Differential privacy was a hoped-for solution; Hitaj et al. showed GAN-based attacks recover record-level info despite record-level DP.
Most production frameworks have no built-in privacy primitives.

DynamICCL relevance: out of scope.

5.4 Portability

Models are typically locked to their training framework.
ONNX is a partial answer.
Cross-framework portability of trained models, training infrastructure, and datasets remain open.

DynamICCL relevance: out of scope.

Tables / Figures

Figure 1: Conceptual view: training (optimization + hyperparameters) vs. prediction (inference).
Figure 2: Side-by-side data parallelism (replicated model, split data) vs. model parallelism (replicated data, split model).
Figure 3: Topology taxonomy: (a) centralized, (b) tree, (c) parameter server, (d) peer-to-peer.
Figure 4: Distributed ML ecosystem Venn: cloud, general-purpose frameworks, natively distributed systems.
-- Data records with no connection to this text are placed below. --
PR #479, opened 2019-08-06
3d integration tests

HMEiding:


tests/tests_integration/test_api/test_three_d.py
```diff
@@ -0,0 +1,109 @@
...
+@pytest.fixture(scope="class")
+def new_asset_mapping(test_revision):
+    revision, model_id = test_revision
+
+    node_id = COGNITE_CLIENT.three_d.revisions.list_nodes(model_id=model_id, revision_id=revision.id)[0].id
+    asset_id = COGNITE_CLIENT.assets.list(limit=1)[0].id
+    asset_mapping = ThreeDAssetMapping(node_id=node_id, asset_id=asset_id)
+    res = COGNITE_CLIENT.three_d.asset_mappings.create(
+        model_id=model_id, revision_id=revision.id, asset_mapping=asset_mapping
+    )
```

Survey-Level Limitations (acknowledged or evident)

2020 cutoff — misses Megatron-LM, ZeRO, modern pipeline parallelism (GPipe is current; later schemes are not), PowerSGD-class compression refinements, modern federated systems.
Pipeline parallelism gets shallow treatment relative to data/model.
No quantitative cross-framework benchmarking.
Benchmarking depth at >1k-node scale is acknowledged as missing.

Scope Filter for DynamICCL

DynamICCL is an RL-based NCCL configuration optimizer that selects, per collective call, the tuple (algorithm, protocol, nChannels, numThreads) to minimize collective completion time on a synchronous data-parallel GPU cluster. Mapping the survey's design space to DynamICCL:

Survey axis	DynamICCL's choice	In/Out of scope
Parallelism	Data-parallel	In scope
Topology	Tree / all-reduce (NCCL Ring, Tree)	In scope
Synchronization	BSP	In scope
Communication strategy	NCCL collectives (per-call config)	In scope; this is the lever
Compression	None (DynamICCL doesn't compress)	Out of scope
Framework layer	Horovod / PyTorch DDP / TF	Out of scope (above DynamICCL)
Hardware	GPU clusters with NVLink + IB/Ethernet	In scope
Cloud vs. bare-metal	Bare-metal Chameleon Cloud	Orthogonal

In scope for DynamICCL (cite directly):

Sec. 3.4 tree / all-reduce topology — the family DynamICCL tunes.
Sec. 3.5.1 compute-vs-communication trade-off — DynamICCL's reward function operationalizes this.
Sec. 3.5.3 WFBP and HybComm — dynamic strategy switching at the gradient layer; DynamICCL does the same idea at the NCCL config layer.
Sec. 4.2.2 Horovod, Caffe2 — explicitly use NCCL; the production environment DynamICCL plugs into.
Sec. 5.1 performance challenge — survey-identified open problem that DynamICCL directly addresses.

Out of scope for DynamICCL (cite for boundary-setting):

Federated learning (Sec. 5.3).
Peer-to-peer / gossip / SFB (Sec. 3.4(d)).
Asynchronous parameter servers (Sec. 4.2.3, DistBelief Downpour SGD).
Stale-synchronous parallel (Sec. 4.2.4, Petuum).
General-purpose frameworks (Sec. 4.1, Hadoop, Spark).
Gradient compression (1-bit SGD).
Privacy / portability (Sec. 5.3, 5.4).

Recommended use of this survey in the DynamICCL paper: cite once in the Background section to anchor the design space, then point at the specific cell DynamICCL occupies. The survey is too broad to be a direct comparison target but is ideal for explaining what DynamICCL is not doing and why that is a deliberate scoping choice.